Action on antimicrobial resistance needed to avert a global crisis
Recognising that human, animal, food and environmental health are closely interconnected, the report calls for a co-ordinated, multi-sectoral ‘One Health’ approach to the problem, which England’s chief medical officer Professor Dame Sally Davies warns is as big a threat to the world as climate change.
If no action is taken, warns the UN Interagency Coordination Group (IACG) on Antimicrobial Resistance, drug-resistant diseases could cause 10 million deaths each year by 2050 and damage to the economy as catastrophic as the 2008-2009 global financial crisis. By 2030 AMR could force up to 24m people into extreme poverty. Currently, at least 700,000 people die each year due to drug-resistant diseases, the report adds.
But AMR isn’t just a problem of human antibiotic overuse. The food industry is also very much in the spotlight for its use of a whole range of antimicrobials – including antibiotics – to control animal diseases and dangerous pathogens. In response to this, Leatherhead Food Research is working with companies in the sector to reduce their impact on this problem.
Through the expertise of our staff and custom built food safety laboratories, we use microbiological contamination and growth studies to help companies reduce their use of antimicrobials and investigate novel alternatives. We also undertake UKAS accredited challenge tests to determine the potential microbial risk within products and risk assessments of companies’ supply chains and processes.
As well as antibiotics, antimicrobials include: antifungals; antivirals; antiparasitics; antiseptics; disinfectants; sterilants; and preservatives. Heat, pH, and reduced water activity could also be considered as antimicrobials. AMR to all of these treatments has been reported.
AMR microorganisms have been found in the environment (soil and water), agricultural commodities (for example, livestock, poultry, fish, shellfish, cereals, fruit and vegetables) and also in food manufacturing, foodservice, the home and in hospitals.
These organisms can be spread by contamination of meat at slaughter by faecal material; contamination of water used for growing plants, fish and shellfish with human or animal faeces; environmental contamination of food; and cross-contamination by food handlers or contaminated equipment, and are exacerbated by poor hygiene. When present as biofilms, organisms can also be more resistant to antimicrobial treatment.
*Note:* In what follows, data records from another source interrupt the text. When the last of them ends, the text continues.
PR #222, opened 2021-02-10
Nuke DB Tables Before Seeding

nimwijetunga:
Otherwise we get errors that data already exists and/or end up with duplicates


AbhiPrasad (approved):

AbhiPrasad:
lol drop table development lets go!!!!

AMR is reported more often from animals or meat products than from plants, and multi-resistant strains are increasing, for example Campylobacter in chicken. To combat this, the UK poultry industry is reducing antibiotic use. And, while the use of antibiotics as growth promoters for livestock has now been banned in the US and Europe, governments may in future further restrict the use of certain antibiotics in farming and aquaculture.
While novel alternative antimicrobial treatments for controlling bacteria, including the use of bacteriophages, essential oils and chitosan from crustaceans, are being investigated, these must be food-safe and have no deleterious side effects for humans or animals. Good hygienic practices are also essential, but they must be properly applied to be effective, and not contribute to the problem.
If antimicrobial use is restricted, this should result in the decline of AMR. However, in the short to medium term, alternative therapies must be developed and Leatherhead Food Research can help you identify the most effective treatments.